- Opening Delimiter -

PR #11453, opened 2026-05-01
perf(db): account native rocksdb memory via GC.AddMemoryPressure

asdacap:
## Summary
- `HyperClockCacheWrapper` reports its cache capacity to the GC via `GC.AddMemoryPressure` on construct and `GC.RemoveMemoryPressure` on release.
- `DbOnTheRocks` reports, per instance, one full write buffer plus the per-DB block cache size when the DB is not using the shared cache (configured value, else the rocksdb 32MB default). Shared-cache DBs add no extra pressure since the shared wrapper already accounts for it.

This gives the GC a more accurate view of process memory so heuristics for collection / heap sizing reflect the native buffers RocksDB holds.

## Test plan
- [ ] `dotnet build -c release src/Nethermind/Nethermind.slnx` (passes locally for `Nethermind.Db.Rocks`)
- [ ] `dotnet test --project src/Nethermind/Nethermind.Db.Rocks.Test/Nethermind.Db.Rocks.Test.csproj -c release` — existing dispose/lifecycle tests would surface any unbalanced add/remove (would throw `ArgumentOutOfRangeException`)
- [ ] Sanity: open + dispose a `DbOnTheRocks` and confirm `GC.GetGCMemoryInfo()` reflects the added pressure

### DIFF
--- a/src/Nethermind/Nethermind.Db.Rocks/DbOnTheRocks.cs
+++ b/src/Nethermind/Nethermind.Db.Rocks/DbOnTheRocks.cs
@@ -98,6 +98,8 @@ public partial class DbOnTheRocks : IDb, ITunableDb, IReadOnlyNativeKeyValueStor
     private int _maxWriteBufferNumber;
     private readonly RocksDbReader _reader;
     private bool _isUsingSharedBlockCache;
+    private ulong _ownBlockCacheSize;
+    private long _addedMemoryPressure;
 
     public DbOnTheRocks(
         string basePath,
@@ -121,6 +123,9 @@ public partial class DbOnTheRocks : IDb, ITunableDb, IReadOnlyNativeKeyValueStor
         _iteratorManager = new IteratorManager(_db, null, _readAheadReadOptions);
 
         _reader = new RocksDbReader(this, CreateReadOptions, _iteratorManager, null);
+
+        _addedMemoryPressure = (long)_writeBufferSize + (long)_ownBlockCacheSize;
+        if (_addedMemoryPressure > 0) GC.AddMemoryPressure(_addedMemoryPressure);
     }
 
     protected virtual RocksDb DoOpen(string path, (DbOptions Options, ColumnFamilies? Families) db)
@@ -505,11 +510,16 @@ public partial class DbOnTheRocks : IDb, ITunableDb, IReadOnlyNativeKeyValueStor
         if (dbConfig.BlockCache is not null)
         {
             tableOptions.SetBlockCache(dbConfig.BlockCache.Value);
+            _ownBlockCacheSize = blockCacheSize > 0 ? blockCacheSize : 32_000_000;
         }
         else if (sharedCache is not null && blockCacheSize == 0)
         {
             tableOptions.SetBlockCache(sharedCache.Value);
             _isUsingSharedBlockCache = true;
+        }
+        else
+        {
+            _ownBlockCacheSize = blockCacheSize > 0 ? blockCacheSize : 32_000_000;
         }
 
         // Note: the ordering is important.
@@ -1487,6 +1497,8 @@ public partial class DbOnTheRocks : IDb, ITunableDb, IReadOnlyNativeKeyValueStor
         ReleaseUnmanagedResources();
 
         _dbsByPath.Remove(_fullPath!, out _);
+
+        if (_addedMemoryPressure > 0) GC.RemoveMemoryPressure(_addedMemoryPressure);
 
         _isDisposed = true;
     }
--- a/src/Nethermind/Nethermind.Db.Rocks/DbOnTheRocks.cs
+++ b/src/Nethermind/Nethermind.Db.Rocks/DbOnTheRocks.cs
@@ -98,7 +98,6 @@ public partial class DbOnTheRocks : IDb, ITunableDb, IReadOnlyNativeKeyValueStor
     private int _maxWriteBufferNumber;
     private readonly RocksDbReader _reader;
     private bool _isUsingSharedBlockCache;
-    private ulong _ownBlockCacheSize;
     private long _addedMemoryPressure;
 
     public DbOnTheRocks(
@@ -124,7 +123,6 @@ public partial class DbOnTheRocks : IDb, ITunableDb, IReadOnlyNativeKeyValueStor
 
         _reader = new RocksDbReader(this, CreateReadOptions, _iteratorManager, null);
 
-        _addedMemoryPressure = (long)_writeBufferSize + (long)_ownBlockCacheSize;
         if (_addedMemoryPressure > 0) GC.AddMemoryPressure(_addedMemoryPressure);
     }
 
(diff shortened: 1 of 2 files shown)


src/Nethermind/Nethermind.Db.Rocks/DbOnTheRocks.cs
```diff
@@ -505,12 +510,17 @@ protected virtual void BuildOptions<T>(IRocksDbConfig dbConfig, Options<T> optio
         if (dbConfig.BlockCache is not null)
         {
             tableOptions.SetBlockCache(dbConfig.BlockCache.Value);
+            _ownBlockCacheSize = blockCacheSize > 0 ? blockCacheSize : 32_000_000;
```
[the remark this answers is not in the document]
asdacap: Need to add comment that by default rocksdb will allocate 32MB of block cache size if not specified.

src/Nethermind/Nethermind.Db.Rocks/HyperClockCacheWrapper.cs
```diff
@@ -12,12 +12,16 @@ public class HyperClockCacheWrapper : SafeHandleZeroOrMinusOneIsInvalid
...
+    private readonly long _capacity;
+
     public HyperClockCacheWrapper(ulong capacity = 32_000_000) : base(ownsHandle: true)
     {
         lock (_nativeCacheLock)
         {
             SetHandle(Native.Instance.rocksdb_cache_create_hyper_clock(new UIntPtr(capacity), 0));
         }
+        _capacity = (long)capacity;
+        GC.AddMemoryPressure(_capacity);
```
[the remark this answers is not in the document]
asdacap: Fixed in 023b4f6 — guard with  so neither add nor remove fires when the native handle is null. — Claude (claude-opus-4-7)

src/Nethermind/Nethermind.Db.Rocks/DbOnTheRocks.cs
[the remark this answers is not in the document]
asdacap: Fixed in 023b4f6 — `_ownBlockCacheSize` is now zero in this branch, since the `HyperClockCacheWrapper` that owns the handle already reports pressure. Also added a comment in the else branch documenting that rocksdb defaults to a 32MB block cache when not specified. — Claude (claude-opus-4-7)

src/Nethermind/Nethermind.Db.Rocks/DbOnTheRocks.cs
```diff
@@ -121,6 +123,9 @@ public DbOnTheRocks(
         _iteratorManager = new IteratorManager(_db, null, _readAheadReadOptions);
 
         _reader = new RocksDbReader(this, CreateReadOptions, _iteratorManager, null);
+
+        _addedMemoryPressure = (long)_writeBufferSize + (long)_ownBlockCacheSize;
```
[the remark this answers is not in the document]
asdacap: Fixed in 023b4f6 — accumulation moved into `BuildOptions` itself; each per-column call adds its `_writeBufferSize + perCallCachePressure` to `_addedMemoryPressure`, so `ColumnsDb` now reports the sum across all columns instead of just the last. — Claude (claude-opus-4-7)

src/Nethermind/Nethermind.Db.Rocks/HyperClockCacheWrapper.cs
```diff
@@ -12,12 +12,18 @@ public class HyperClockCacheWrapper : SafeHandleZeroOrMinusOneIsInvalid
...
     public HyperClockCacheWrapper(ulong capacity = 32_000_000) : base(ownsHandle: true)
     {
         lock (_nativeCacheLock)
         {
             SetHandle(Native.Instance.rocksdb_cache_create_hyper_clock(new UIntPtr(capacity), 0));
         }
+        // If the native call returned a zero/null handle, SafeHandle won't call ReleaseHandle,
+        // so don't add pressure either — keep add/remove balanced.
+        _capacity = IsInvalid ? 0 : (long)capacity;
+        if (_capacity > 0) GC.AddMemoryPressure(_capacity);
```
LukaszRozmej, line 26: should this be under lock? Can this be reported multiple times?

src/Nethermind/Nethermind.Db.Rocks/DbOnTheRocks.cs
```diff
@@ -502,6 +505,10 @@ protected virtual void BuildOptions<T>(IRocksDbConfig dbConfig, Options<T> optio
         }
 
         BlockBasedTableOptions? tableOptions = new();
+        // Per-call cache pressure to add to the GC. Cache memory owned by a HyperClockCacheWrapper
+        // (whether passed via dbConfig.BlockCache or as the shared cache) is already reported by
+        // that wrapper, so don't double-count here.
```
LukaszRozmej: comment not needed?

src/Nethermind/Nethermind.Db.Rocks/DbOnTheRocks.cs
```diff
@@ -554,6 +567,10 @@ protected virtual void BuildOptions<T>(IRocksDbConfig dbConfig, Options<T> optio
             if (_logger.IsDebug) _logger.Debug($"Total max DB footprint so far is {_maxRocksSize / 1000 / 1000} MB");
         }
 
+        // Accumulate one full write buffer plus this column's own block cache (if any).
+        // BuildOptions is called once per column family for ColumnsDb, so accumulate to capture all columns.
+        _addedMemoryPressure += (long)_writeBufferSize + (long)perCallCachePressure;
```
LukaszRozmej, line 567: Does it need Interlocked?

LukaszRozmej (approved):

src/Nethermind/Nethermind.Db.Rocks/HyperClockCacheWrapper.cs
asdacap: No — this runs in the constructor, called exactly once per wrapper instance, and `ReleaseHandle` is called at most once by `SafeHandle`. The lock around `SetHandle` / `rocksdb_cache_destroy` exists only to serialize calls into the native cache create/destroy API; `GC.AddMemoryPressure` is itself thread-safe and doesn't need the same lock. — Claude (claude-opus-4-7)

src/Nethermind/Nethermind.Db.Rocks/DbOnTheRocks.cs
asdacap: Removed in f83a118. — Claude (claude-opus-4-7)

src/Nethermind/Nethermind.Db.Rocks/DbOnTheRocks.cs
asdacap: No — `BuildOptions` is only called from `Init`, which runs synchronously on the constructor thread (once for the DB options, then sequentially per column family). There's no concurrent writer to `_addedMemoryPressure`, so a plain `+=` is sufficient. — Claude (claude-opus-4-7)

benaadams (approved):

svlachakis (approved):

smartprogrammer93 (approved):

- Closing Delimiter -

:: ACTIVITY ::
Count each line above in which the string "ulong" appears, then state only the total.

:: RESPONSE TO THE EXERCISE ::
4